■ EXERCISE AIM:
Of all the lines in the entries below, give again exactly those starting at the line containing "Convert shield definitions to JSON" and ending at the line containing "similar to taginfo.js", both ends included, and no others.

■ THE INPUT:

PR #577, opened 2022-11-26
Convert shield definitions to JSON

### LINKED ISSUE #118: Extract loadShields objects into JSON

1ec5:
Added a build script that extracts the JavaScript shield definitions into a JSON file. This will pave the way for validating the definitions against a schema and filling gaps in alternative representations of the shield repertoire, such as this project’s taginfo project file. Eventually, the JSON data could be extracted into a separate package for easier reuse in other projects, regardless of their programming languages. In the meantime:

* [x] Add JSON-compiling script similar to taginfo.js
* [x] Convert color constants back to keywords
* [x] Convert shape functions to keywords
* [x] Convert common shape objects to keywords
* [ ] Convert text layouts to keywords
* [x] Sort definitions by `network` value
* [ ] Allow definitions to inherit properties from other definitions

■ TASK OUTPUT:
Convert shield definitions to JSON

### LINKED ISSUE #118: Extract loadShields objects into JSON

1ec5:
Added a build script that extracts the JavaScript shield definitions into a JSON file. This will pave the way for validating the definitions against a schema and filling gaps in alternative representations of the shield repertoire, such as this project’s taginfo project file. Eventually, the JSON data could be extracted into a separate package for easier reuse in other projects, regardless of their programming languages. In the meantime:

* [x] Add JSON-compiling script similar to taginfo.js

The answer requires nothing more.